◆ TASK TO CARRY OUT ◆
Count the lines below that hold "double". Give the number without comment.

◆ DATA FOR REVIEW ◆
----------------

PR #440, opened 2018-08-18
Add support for HTTP Basic Auth 

rnpridgeon:


confluent_kafka/avro/cached_schema_registry_client.py
```diff
@@ -42,17 +44,46 @@ class CachedSchemaRegistryClient(object):
...
+    :param: str|dict url: url(deprecated) to schema registry or dictionary containing client configuration
+    :param: str ca_location: File or directory path to CA certificate(s) for verifying the Schema Registry key
+    :param: str cert_location: Path to client's public key used for authentication.
+    :param: str key_location: Path to client's private key used for authentication.
+
     """
 
     def __init__(self, url, max_schemas_per_subject=1000, ca_location=None, cert_location=None, key_location=None):
-        """Construct a client by passing in the base URL of the schema registry server"""
+        # In order to maintain comparability the url(conf in future versions) param has been preserved for now.
```
edenhill: comparability or compatbility?

confluent_kafka/avro/cached_schema_registry_client.py
```diff
@@ -42,17 +44,46 @@ class CachedSchemaRegistryClient(object):
...
+        conf = url
+        if isinstance(url, str):
+            conf = {
+                'url': url,
+                'ssl.ca.location': ca_location,
+                'ssl.certificate.location': cert_location,
+                'ssl.key.location': key_location
+            }
+            warnings.simplefilter('always', DeprecationWarning)  # Deprecation warnings are suppressed by default
```
edenhill: Are you really supposed to change the warnings filter from the source of warning, rather than the app?
If so; how would an app silence these?

confluent_kafka/avro/cached_schema_registry_client.py
```diff
@@ -42,17 +44,46 @@ class CachedSchemaRegistryClient(object):
...
+                "Existing params ca_location, cert_location and key_location will be replaced with their "
+                "librdkafka equivalents as keys in the conf dict: `ssl.ca.location`, `ssl.certificate.location` and "
+                "`ssl.key.location` respectively",
+                category=DeprecationWarning, stacklevel=2)
+            warnings.simplefilter('default', DeprecationWarning)  # reset filter
+
+        """Construct a Schema Registry client"""
+
+        # Ensure URL valid scheme is included; http[s]
+        if not conf.get('url', '').startswith("http"):
```
edenhill: mix of single and double quotes

confluent_kafka/avro/cached_schema_registry_client.py
```diff
@@ -83,6 +111,35 @@ def __exit__(self, *args):
     def close(self):
         self._session.close()
 
+    @staticmethod
+    def _configure_basic_auth(conf):
+        url = conf['url']
+        auth_provider = conf.get('basic.auth.credentials.source', 'URL').upper()
+        if auth_provider not in VALID_AUTH_PROVIDERS:
+            raise ValueError("basic.auth.credentials.source must be one of {}"
```
edenhill: Should probably print the `schema.registry.` prefix here

confluent_kafka/avro/cached_schema_registry_client.py
```diff
@@ -83,6 +111,35 @@ def __exit__(self, *args):
...
+                             .format(auth_provider, VALID_AUTH_PROVIDERS))
+
+        if auth_provider == 'SASL_INHERIT':
+            if conf.get('sasl.mechanisms', '').upper() == 'GSSAPI':
+                raise ValueError("SASL_INHERIT supports SASL mechanisms PLAIN and SCRAM only")
+            auth = (conf.get('sasl.username', None), conf.get('sasl.password'))
+        elif auth_provider == 'USERINFO':
+            auth = tuple(conf.get('basic.auth.user.info', None).split(':'))
```
edenhill: This will perform None.split(':') if no basic.auth.user.info is configured, which probably raises an exception

tests/avro/test_cached_client.py
```diff
@@ -148,3 +148,53 @@ def test_context(self):
...
+        self.client = CachedSchemaRegistryClient({
+            'url': 'https://user_url:secret@127.0.0.1:65534',
+        })
+        self.assertTupleEqual(('user_url', 'secret'), self.client._session.auth)
+
+    def test_basic_auth_userinfo(self):
+        self.client = CachedSchemaRegistryClient({
+            'url': 'https://user_url:secret@127.0.0.1:65534',
+            'basic.auth.credentials.source': 'userinfo',
+            'basic.auth.user.info': 'user_userinfo:secret'
```
edenhill: use another password here to make sure it doesnt pick up the urlinfo one

tests/avro/test_cached_client.py
```diff
@@ -148,3 +148,53 @@ def test_context(self):
...
+        })
+        self.assertTupleEqual(('user_userinfo', 'secret'), self.client._session.auth)
+
+    def test_basic_auth_sasl_inherit(self):
+        self.client = CachedSchemaRegistryClient({
+            'url': 'https://user_url:secret@127.0.0.1:65534',
```
edenhill: same

confluent_kafka/avro/cached_schema_registry_client.py
```diff
@@ -83,6 +111,35 @@ def __exit__(self, *args):
...
+        auth_provider = conf.get('basic.auth.credentials.source', 'URL').upper()
+        if auth_provider not in VALID_AUTH_PROVIDERS:
+            raise ValueError("basic.auth.credentials.source must be one of {}"
+                             .format(auth_provider, VALID_AUTH_PROVIDERS))
+
+        if auth_provider == 'SASL_INHERIT':
+            if conf.get('sasl.mechanisms', '').upper() == 'GSSAPI':
+                raise ValueError("SASL_INHERIT supports SASL mechanisms PLAIN and SCRAM only")
+            auth = (conf.get('sasl.username', None), conf.get('sasl.password'))
+        elif auth_provider == 'USERINFO':
```
mhowlett: `SASL_INHERIT` has an underscore and `USERINFO` doesn't. in the java implementation, they both have an underscore.

confluent_kafka/avro/__init__.py
```diff
@@ -29,23 +29,17 @@ class AvroProducer(Producer):
     def __init__(self, config, default_key_schema=None,
                  default_value_schema=None, schema_registry=None):
 
-        schema_registry_url = config.pop("schema.registry.url", None)
-        schema_registry_ca_location = config.pop("schema.registry.ssl.ca.location", None)
-        schema_registry_certificate_location = config.pop("schema.registry.ssl.certificate.location", None)
-        schema_registry_key_location = config.pop("schema.registry.ssl.key.location", None)
+        sr_conf = {key.replace("schema.registry.", ""): value
+                   for key, value in config.items() if key.startswith("schema.registry.") or key.startswith("sasl")}
```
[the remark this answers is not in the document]
rnpridgeon: This will just result in a dict with a few unused keys, once it falls out of the constructor's scope it will be eligible for garbage collection and no longer a problem no?

Realistically I could just pass the entire dict to the SR client if you'd prefer.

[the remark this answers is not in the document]
edenhill: But the SR client shouldn't silently ignore configs it doesn't understand though, but error out on them.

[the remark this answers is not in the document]
rnpridgeon: Fixed, including a check for unrecognized properties

rnpridgeon:
Now with integration tests!

confluent_kafka/avro/__init__.py
```diff
@@ -29,23 +29,23 @@ class AvroProducer(Producer):
...
                  default_value_schema=None, schema_registry=None):
 
-        schema_registry_url = config.pop("schema.registry.url", None)
-        schema_registry_ca_location = config.pop("schema.registry.ssl.ca.location", None)
-        schema_registry_certificate_location = config.pop("schema.registry.ssl.certificate.location", None)
-        schema_registry_key_location = config.pop("schema.registry.ssl.key.location", None)
+        sr_conf = {key.replace("schema.registry.", ""): value
+                   for key, value in config.items() if key.startswith("schema.registry.")}
+
+        if config.get("schema.registry.basic.auth.credentials.source") == 'SASL_INHERIT':
```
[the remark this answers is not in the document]
mhowlett: oh never mind, this is a producer specialized for Avro, forgot that's how it's implemented in this client. I was mirroring here some thoughts from another client where that is not the case.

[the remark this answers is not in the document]
rnpridgeon: Yeah it doesn't get much more coupled than specialized client intended solely for use with the cached schema registry client. In the long term this will just be a convenience wrapper over a client that sets `key.serializer`, `value.serializer` for you. The Avro serializer will leverage its own configure method much like that of the java clients

confluent_kafka/avro/__init__.py
```diff
@@ -102,23 +102,23 @@ class AvroConsumer(Consumer):
...
+            sr_conf['sasl.mechanisms'] = config.get('sasl.mechanisms', '')
```
edenhill: There's a mix of `'` and `"` here. I do the same, I just wanted to point it out that we're the same, and it looks fantastic!

confluent_kafka/avro/cached_schema_registry_client.py
```diff
@@ -83,6 +112,35 @@ def __exit__(self, *args):
...
+    def _configure_basic_auth(conf):
+        url = conf['url']
+        auth_provider = conf.pop('basic.auth.credentials.source', 'URL').upper()
+        if auth_provider not in VALID_AUTH_PROVIDERS:
+            raise ValueError("schema.registry.basic.auth.credentials.source must be one of {}"
+                             .format(auth_provider, VALID_AUTH_PROVIDERS))
+
+        if auth_provider == 'SASL_INHERIT':
+            if conf.pop('sasl.mechanisms', '').upper() == 'GSSAPI':
+                raise ValueError("SASL_INHERIT supports SASL mechanisms PLAIN and SCRAM only")
```
edenhill: Then you should check for that, not GSSAPI.

confluent_kafka/avro/cached_schema_registry_client.py
```diff
@@ -83,6 +112,35 @@ def __exit__(self, *args):
...
+            auth = utils.get_auth_from_url(url)
+
+        conf['url'] = utils.urldefragauth(url)
+        return auth
+
+    @staticmethod
+    def _configure_client_tls(conf):
+        cert = conf.pop('ssl.certificate.location', None), conf.pop('ssl.key.location', None)
+        # Both values can be None or no values can be None
+        if sum(x is None for x in cert) == 1:
```
edenhill: for next time; `if bool(a) != bool(b):` is simpler.

docker/bin/certify.sh
```diff
@@ -0,0 +1,26 @@
...
+export PASS="abcdefgh"
+source ${DOCKER_BIN}/../.env
+
+if [ -f ${TLS}/ca-cert ]; then
+    echo "${TLS}/ca-cert found; skipping certificate generation.."
+    exit 0
+fi
+
+# Clean up old certs
+#for file in $(ls ${TLS});do
```
edenhill: `for file in $TLS/*` ?

docker/bin/certify.sh
```diff
@@ -0,0 +1,26 @@
+#!/usr/bin/env bash
+
+DOCKER_BIN="$( cd "$( dirname "${BASH_SOURCE[0]}" )" >/dev/null && pwd )"
+export PASS="abcdefgh"
+source ${DOCKER_BIN}/../.env
+
+if [ -f ${TLS}/ca-cert ]; then
```
edenhill: use new style if brackets to avoid having to escape stuff:
`if [[ -f .. ]] ; then`

docker/bin/certify.sh
```diff
@@ -0,0 +1,26 @@
...
+    echo "${TLS}/ca-cert found; skipping certificate generation.."
+    exit 0
+fi
+
+# Clean up old certs
+#for file in $(ls ${TLS});do
+#        rm ${TLS}/${file}
+#done
+
+echo "Creating ca-cert..."
```
edenhill: I'd cache the hostname in a variable

docker/bin/cluster_up.sh
```diff
@@ -0,0 +1,42 @@
...
+
+DOCKER_BIN="$( cd "$( dirname "${BASH_SOURCE[0]}" )" >/dev/null && pwd )"
+source ${DOCKER_BIN}/../.env
+
+await_http() {
+    local exit_code
+    local attempt=0
+
+    curl -s "$2" > /dev/null; exit_code=$?
+    while [ "${exit_code}" -ne 0 ] && [ "${attempt}" -lt 5 ]; do
```
edenhill: double bracketry and remove quotes

docker/bin/cluster_up.sh
```diff
@@ -0,0 +1,42 @@
+#!/usr/bin/env bash
+
+DOCKER_BIN="$( cd "$( dirname "${BASH_SOURCE[0]}" )" >/dev/null && pwd )"
+source ${DOCKER_BIN}/../.env
+
+await_http() {
```
edenhill: describe input parameters

docker/bin/cluster_up.sh
```diff
@@ -0,0 +1,42 @@
...
+        curl -s "$2" > /dev/null; exit_code=$?
+        let "attempt+=1"
+        sleep 5
+    done
+
+    if [ ${exit_code} -eq "0" ]; then
+        return
+    fi
+
+    echo "$1 readiness test failed aborting..."
```
edenhill: "..test failed: aborting", unless it failed to abort

docker/bin/cluster_up.sh
```diff
@@ -0,0 +1,42 @@
+#!/usr/bin/env bash
+
```
edenhill: use `set -eu` at the start of all scripts to catch errors  (and then add proper handling of failing commands if they're okay to fail)

docker/bin/gen-ssl-certs.sh
```diff
@@ -0,0 +1,162 @@
+#!/usr/bin/env bash
+#
```
edenhill: I recognize this script, proper attribution and licensing is typically a good idea, but in this case it is okay not to.

tests/README.md
```diff
@@ -10,65 +17,47 @@ From top-level directory run:
...
-To run individual integration test `modes` use the following syntax
-
-    python examples/integration_test.py --<test mode> --conf <testconf.json>
-
-For example:
+    ./docker/bin/cluster_down.sh
 
-    python examples/integration_test.py --producer --conf testconf.json
+### Configuration
+Tests are configured with a JSON encoded file referred to as a `testconf` to be provided as the last argument upon test execution.
```
edenhill: referred to as testconf.json

tests/README.md
```diff
@@ -10,65 +17,47 @@ From top-level directory run:
...
 
-To get a list of modes you can run the integration test manually with the `--help` flag
+Advanced users can reference the provided configuration file, [testconf.json](testconf.json), if modification is required.
```
edenhill: this should be the testconf example file, right?

tests/README.md
```diff
@@ -10,65 +17,47 @@ From top-level directory run:
...
+Most developers however should just use the defaults.
```
edenhill: -just

tests/README.md
```diff
@@ -10,65 +17,47 @@ From top-level directory run:
...
 
-    python examples/integration_tests.py --help
+### Running tests
+To run the entire test suite:
```
edenhill: will this run the unit tests as well?

tests/README.md
```diff
@@ -10,65 +17,47 @@ From top-level directory run:
...
+- Without tox (will run against current interpreter)
+  - ```./tests/run_all.sh```
 
-    kafka-configs  --zookeeper <zookeeper host>:<zookeeper port> \
-        --alter --add-config 'request_percentage=01' \
-        --entity-name throttled_client --entity-type clients
+To run a specific `mode` or set of `modes` use the following syntax
 
-Once the throttle has been set you can proceed with the following command:
+    ./tests/run.sh [test mode 1] [test mode n...]
```
edenhill: `./tests/run.sh <test-mode-1> <test-mode-2>..`

tests/avro/test_cached_client.py
```diff
@@ -148,3 +148,64 @@ def test_context(self):
...
+
+    def test_init_with_dict(self):
+        self.client = CachedSchemaRegistryClient({
+            'url': 'https://127.0.0.1:65534',
+            'ssl.certificate.location': '/path/to/cert',
+            'ssl.key.location': '/path/to/key'
+        })
+        self.assertTupleEqual(('/path/to/cert', '/path/to/key'), self.client._session.cert)
+
+    def test_emptry_url(self):
```
edenhill: emptry

tests/run.sh
```diff
@@ -0,0 +1,40 @@
+#!/usr/bin/env bash
+
```
edenhill: Having tests/run.sh only run the integration tests and not the unit tests is confusing, I think we should stick all integration-test related stuff in tests/integration to avoid this.

tests/testconf.json
```diff
@@ -0,0 +1,17 @@
...
+    "bootstrap.servers": "$MY_BOOTSTRAP_SERVER_ENV",
+    "schema.registry.url": "$MY_SCHEMA_REGISTRY_URL_ENV",
+    "avro-https": {
+            "schema.registry.url": "$MY_SCHEMA_REGISTRY_SSL_URL_ENV",
+            "schema.registry.ssl.ca.location": "$MY_SCHEMA_REGISTRY_SSL_CA_LOCATION_ENV",
+            "schema.registry.ssl.certificate.location": "$MY_SCHEMA_REGISTRY_SSL_CERTIFICATE_LOCATION_ENV",
+            "schema.registry.ssl.key.location": "$MY_SCHEMA_REGISTRY_SSL_KEY_LOCATION_ENV"
+    },
+    "avro-basic-auth": {
+        "schema.registry.url": "http://localhost:8083",
```
edenhill: I don't think we should provide default hosts/ports in the configuration file (especially when no longer an example), since people could be hitting a service unrelated to this test if unlucky.

Commenting them out is fine.

confluent_kafka/avro/__init__.py
rnpridgeon: Yeah I'm trying to come up with some sort of convention since pep8 fails to make one. As you can tell I'm not sure which way to go

docker/bin/certify.sh
rnpridgeon: Primed for parameter expansion. This is inherently unsafe anyway I really should just remove it and add a comment about cleaning up old certs

docker/bin/gen-ssl-certs.sh
rnpridgeon: Yep sorry I  just ran cp $librdkafka_home/tests/gen-ssl-certs.sh. I'll copy/paste the license info from the other librdkafka source files in

tests/testconf.json
rnpridgeon: Since everything is dockerized this is largely irrelevant no?

docker/bin/certify.sh
rnpridgeon: Aren't their portability concerns with `[[ ]]`? 

Seems more prudent to stick with the tried-and-true test command

edenhill: double brackets were added to bash 2.02 back in 1998, I think we can safely assume they're supported.

It is good practice to use them since it removes a lot of corner cases with regards to quoting and escaping.

rnpridgeon:
@edenhill mind giving this another pass

confluent_kafka/avro/cached_schema_registry_client.py
```diff
@@ -38,39 +40,66 @@
...
+
     """
 
     def __init__(self, url, max_schemas_per_subject=1000, ca_location=None, cert_location=None, key_location=None):
-        """Construct a client by passing in the base URL of the schema registry server"""
-
-        self.url = url.rstrip('/')
+        # In order to maintain compatibility the url(conf in future versions) param has been preserved for now.
+        conf = url
+        if not isinstance(url, dict):
```
edenhill: Should also check that url is string, otherwise sub-sequent code will fail (such as startswith()).
E;g;:
```
  if not isinstance(url, dict):
     if not isisntance(url, str):
       raise TypeError...
```

confluent_kafka/avro/cached_schema_registry_client.py
```diff
@@ -38,39 +40,66 @@
...
-            if cert_location is None or key_location is None:
-                raise ValueError(
-                    "Both schema.registry.ssl.certificate.location and schema.registry.ssl.key.location must be set")
-            s.cert = (cert_location, key_location)
+        s = Session()
+        s.verify = conf.pop('ssl.ca.location', None)
+        s.cert = self._configure_client_tls(conf)
+        s.auth = self._configure_basic_auth(conf)
 
+        self.url = conf.pop('url')
```
edenhill: shouldn't this check for error? (notexist)

confluent_kafka/avro/cached_schema_registry_client.py
```diff
@@ -38,39 +40,66 @@
...
         self._session = s
 
+        if len(conf) > 0:
+            raise ValueError("Unrecognized configuration key(s): {}".format(conf.keys()))
```
edenhill: s/keys/properties/

confluent_kafka/avro/cached_schema_registry_client.py
```diff
@@ -94,9 +152,15 @@ def _send_request(self, url, method='GET', body=None, headers={}):
         _headers.update(headers)
 
         response = self._session.request(method, url, headers=_headers, json=body)
+
+        # Returned by Jetty not SR so the payload is not json encoded
```
edenhill: Might be better to wrap the json parsing in a try-block for all 4xx

docker/.env
```diff
@@ -0,0 +1,14 @@
+#!/usr/bin/env bash
+
+export DOCKER_SOURCE="$( cd "$( dirname "${BASH_SOURCE[0]}" )" >/dev/null && pwd )"
```
edenhill: a lot of quoting going on here, I'm guessing the inner quotes should be escaped?

docker/bin/certify.sh
```diff
@@ -0,0 +1,29 @@
...
+DOCKER_BIN="$( cd "$( dirname "${BASH_SOURCE[0]}" )" >/dev/null && pwd )"
+export PASS="abcdefgh"
+source ${DOCKER_BIN}/../.env
+
+if [[ -f ${TLS}/ca-cert ]]; then
+    echo "${TLS}/ca-cert found; skipping certificate generation.."
+    exit 0
+fi
+
+# Clean up old certs, warning this is
```
edenhill: sentence is cut off, but I think this should be removed anyway since it is commented out

docker/bin/certify.sh
```diff
@@ -0,0 +1,29 @@
+#!/usr/bin/env bash
+set -eu
+
+DOCKER_BIN="$( cd "$( dirname "${BASH_SOURCE[0]}" )" >/dev/null && pwd )"
+export PASS="abcdefgh"
```
edenhill: you don't need to export PASS from what I can see

docker/bin/cluster_up.sh
```diff
@@ -0,0 +1,45 @@
...
+source ${DOCKER_BIN}/../.env
+
+# Wait for http service listener to come up and start serving
+# $1 http service name
+# $2 http service address
+await_http() {
+    local exit_code
+    local attempt=0
+
+    until [[ $(curl ${2}) ]] || [[ ${attempt} -gt 5 ]]; do
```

----------------

◆ SOLUTION TO THIS TASK ◆
3